> [Items from a data source]
* * * * * * *
PR #250, opened 2022-10-27
Add new function `src/app/core/utils/geo::createFeatureFromFeatureObject({ id, feature={} })` (copy and paste of feature attributes)

### LINKED ISSUE #9: Copy and paste from other layer
In the selection / confirmation session of the feature to be pasted, I would see more information.

immagine

For example, the list of all (or of the first three) fields of the associated record

Such as seen when merging multiple features (keeping the drop and the selection checkbox)

immagine

volterra79:
Closes: https://github.com/g3w-suite/g3w-client-plugin-editing/issues/9

### DIFF
--- a/src/app/core/layers/geolayermixin.js
+++ b/src/app/core/layers/geolayermixin.js
@@ -1,5 +1,6 @@
 const Projections = require('g3w-ol/projection/projections');
 const { getScaleFromResolution } = require('core/utils/ol');
+const { createFeatureFromFeatureObject } = require('core/utils/geo');
 const { sanitizeUrl } = require('core/utils/utils');
 const GUI = require('gui/gui');
 const RESERVERDPARAMETRS = {
@@ -98,7 +99,7 @@ proto.getOlSelectionFeatures = function(){
 
 proto.addOlSelectionFeature = function({id, feature}={}){
   this.olSelectionFeatures[id] = this.olSelectionFeatures[id] || {
-    feature,
+    feature: createFeatureFromFeatureObject({id, feature}),
     added: false
   };
   return this.olSelectionFeatures[id];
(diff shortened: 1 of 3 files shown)


src/app/core/layers/geolayermixin.js
```diff
@@ -64,17 +64,11 @@ proto.getOlSelectionFeature = function(id){
   return this.olSelectionFeatures[id];
 };
 
-proto.updateOlSelectionFeature = function({id, geometry}={}){
+proto.updateOlSelectionFeature = function({id, feature}={}){
```
Raruto, line 67: @volterra79 beware that this edit may not be backwards compatible, for example:

https://github.com/g3w-suite/g3w-client/blob/42781b4c12903419a07762563181652484ccc7b0/src/app/core/layers/tablelayer.js#L139

Is it also used by other plugins?

src/app/core/layers/geolayermixin.js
* * * * * * *
> [What you have to do] Tell how many lines in the records above contain "github", giving the number and no other words.

> [Result for this task] 2